Top of PROVIDED ENTRIES

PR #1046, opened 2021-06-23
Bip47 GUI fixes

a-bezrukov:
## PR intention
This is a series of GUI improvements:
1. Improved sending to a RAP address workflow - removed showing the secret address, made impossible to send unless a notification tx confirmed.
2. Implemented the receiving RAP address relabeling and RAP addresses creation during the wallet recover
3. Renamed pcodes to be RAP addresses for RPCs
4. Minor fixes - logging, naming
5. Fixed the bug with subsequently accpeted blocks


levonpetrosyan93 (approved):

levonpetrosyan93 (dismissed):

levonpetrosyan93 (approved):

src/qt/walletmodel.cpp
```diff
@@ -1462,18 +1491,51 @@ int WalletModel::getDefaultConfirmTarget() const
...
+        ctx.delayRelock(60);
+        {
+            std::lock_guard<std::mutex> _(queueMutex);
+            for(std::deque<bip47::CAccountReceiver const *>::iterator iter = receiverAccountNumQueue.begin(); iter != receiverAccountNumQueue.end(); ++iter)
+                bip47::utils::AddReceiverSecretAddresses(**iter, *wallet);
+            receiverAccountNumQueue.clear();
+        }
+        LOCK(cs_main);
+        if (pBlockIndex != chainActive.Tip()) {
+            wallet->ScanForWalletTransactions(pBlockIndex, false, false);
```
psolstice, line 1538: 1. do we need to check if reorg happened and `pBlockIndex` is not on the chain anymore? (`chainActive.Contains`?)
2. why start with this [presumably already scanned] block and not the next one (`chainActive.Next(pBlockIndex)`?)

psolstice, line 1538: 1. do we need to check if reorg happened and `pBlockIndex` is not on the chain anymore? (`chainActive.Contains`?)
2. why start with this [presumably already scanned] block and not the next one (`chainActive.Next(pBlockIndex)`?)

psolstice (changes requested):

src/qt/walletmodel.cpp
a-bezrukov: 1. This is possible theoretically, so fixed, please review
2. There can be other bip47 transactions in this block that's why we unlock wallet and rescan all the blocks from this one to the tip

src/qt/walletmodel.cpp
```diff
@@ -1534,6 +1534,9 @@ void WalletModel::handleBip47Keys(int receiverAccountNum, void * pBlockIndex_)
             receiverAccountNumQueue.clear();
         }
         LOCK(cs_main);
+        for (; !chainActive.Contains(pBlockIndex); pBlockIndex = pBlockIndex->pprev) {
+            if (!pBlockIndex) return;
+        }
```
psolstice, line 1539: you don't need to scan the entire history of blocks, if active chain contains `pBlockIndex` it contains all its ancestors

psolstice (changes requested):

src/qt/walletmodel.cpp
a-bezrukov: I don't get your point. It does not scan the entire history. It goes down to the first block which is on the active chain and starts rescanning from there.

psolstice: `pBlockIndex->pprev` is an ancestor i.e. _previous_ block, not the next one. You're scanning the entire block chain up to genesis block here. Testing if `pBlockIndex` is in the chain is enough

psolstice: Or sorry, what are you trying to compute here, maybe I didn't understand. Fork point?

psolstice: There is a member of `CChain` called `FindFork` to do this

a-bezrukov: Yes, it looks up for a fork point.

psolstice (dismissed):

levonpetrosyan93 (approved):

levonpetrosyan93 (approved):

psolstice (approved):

Bottom of PROVIDED ENTRIES

§ ASSIGNMENT
Reproduce each line of the records in which the word "const" appears.

§ REPLY TO THE EXERCISE
@@ -1462,18 +1491,51 @@ int WalletModel::getDefaultConfirmTarget() const
+            for(std::deque<bip47::CAccountReceiver const *>::iterator iter = receiverAccountNumQueue.begin(); iter != receiverAccountNumQueue.end(); ++iter)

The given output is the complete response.